PR #17, opened 2023-03-16
Take email not account

cecilia-donnelly:
WIP PR for @meisekimiu. Natalie, this takes the email but doesn't yet return it. I have also broken some linting and tests so it's very in-progress at the moment but thought it might be useful for you anyway. :) 

More: thanks for your patience on this!

### DIFF
--- a/src/directive/service/create.ts
+++ b/src/directive/service/create.ts
@@ -12,6 +12,10 @@ import {
 import { logger } from "../../log";
 import { confirmArchiveOwnership } from "./utils";
 
+interface AccountResult {
+  stewardAccountId: string;
+}
+
 export const createDirective = async (
   requestBody: CreateDirectiveRequest
 ): Promise<Directive> => {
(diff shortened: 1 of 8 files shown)


src/directive/service/create.ts
```diff
@@ -20,6 +24,20 @@ export const createDirective = async (
     requestBody.emailFromAuthToken
   );
 
+  const accountResult = await db.sql<AccountResult>(
+    "directive.queries.check_account_by_email",
+    {
+      email: requestBody.stewardEmail,
+    }
+  );
```
liam-lloyd, line 32: I don't think we should make this query if `type` isn't "transfer". Perhaps even better, we could avoid this query entirely by checking the insert query for an error on the `steward_account_id_not_null_when_transfer` constraint, the same way we handle invalid enum errors.

cecilia-donnelly: That's a good point - thanks for pointing out the invalid enum errors. It should be ready for another look.

liam-lloyd (approved):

What you are asked to do => In the listing above, count every line that contains "this". Respond with the number alone.

Answer for the task => 3